Tewa Woman Wears Maiden Hairstyle (1922)

The above picture, taken by American West photographer Edward Sheriff Curtis, depicts a young woman from the Tewa tribe, wearing her hair in the style of an unmarried maiden. It was composed two years prior to the passage of the Indian Citizenship Act, legislation that gave Indigenous Peoples rights of full U.S. citizenship at a time when the popular idea among white culture was that Native Americans were a “vanishing race” and would soon completely disappear. Thankfully, that hasn’t occurred, though Curtis’ photographs are an amazing history lesson nonetheless. From a 1911 New York Times article, “Lives 22 Years With Indians To Get Their Secrets,” in which Curtis discusses becoming an Indian priest:

“‘Do you mean that you are a Pueblo priest in good order?’ asked the reporter.

‘Yes,’ said Mr. Curtis,’ and I am a priest in other nations. If I went back there to-day I could officiate as a priest in the snake-dance, that is, in the order to which I belonged.’

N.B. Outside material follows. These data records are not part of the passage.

PR #429, opened 2020-03-01
Fix ps4 shader compile errors

### LINKED ISSUE #424: Shader compile errors on PS4
When I try to make a PS4 build I get these compile errors: 

image

Tested with built-in RP and Unity 2019.3.1f1 with a RTX 2060 Super on Win10.

moosichu:
Fixes #424 

Basically, the PS4 shader compiler doesn't implicitly down/up cast out params in shader procedures.

This fixes-up ones which were caught in that issue.

I have no real idea about how we would check for this issue in the code ourselves, beyond just being careful about this going forward. Could add it to the coding guide?

This is ready to merge. :)


huwb:
Just browsing PRs, when you consider this done could you write it up and we'll get it reviewed. Thanks!

huwb:
Ah interesting!

I guess there was a pretty inconsistent use of halfs and floats that drifted a bit over time, good to make it deliberate/explicit now.

I wonder if depth and SSS could be halfs? I think they're both stored natively as halfs and don't need full float precision.

moosichu:
Will jump on this at the weekend. ☺

moosichu:
@huwb I've done the requested for sss variables, but have not done so for Ocean depth. The reason for this is the fact that ocean depth is fed into `lodAlpha_worldXZUndisplaced_oceanDepth` which is a float4 (as opposed to a half4) variable, so I was wondering what you think the best way forward would be for that.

‘Then you were adopted into the tribe?’

‘No,’ he said. ‘That isn’t necessary. Being adopted into a tribe is nothing–nothing. The thing is to become a member of a secret order. That is the only way to learn their secrets, and to do that it is not necessary to be adopted into the tribe.

‘Every ceremonial group you get into makes it easy to get into others. Belonging to the Snake Order in that village wouldn’t necessarily let me into an order in another village, but it would give me a good ground to make an argument.

‘My belonging to the Snake Order in Arizona helped me greatly when I tried to get into a ceremonial order in Alaska.’

‘You were a priest in Alaska, too?’

‘Oh, yes,’ he said, in a matter of fact way.

‘But what could the Alaska Indians know about what was done so far off as Arizona?’

‘Oh, when they saw my photographs of the snake dance and heard the phonograph records–‘

‘Do you mean to say that you photographed and phonographed these ceremonies while you were officiating as a priest?’

‘Yes.’

‘How did you make them agree to such a thing?’

‘It was not easy,’ said Mr. Curtis, ‘but I finally convinced them of the advantages of getting in the record.'”

Edward Sheriff Curtis, self-portrait, 1889.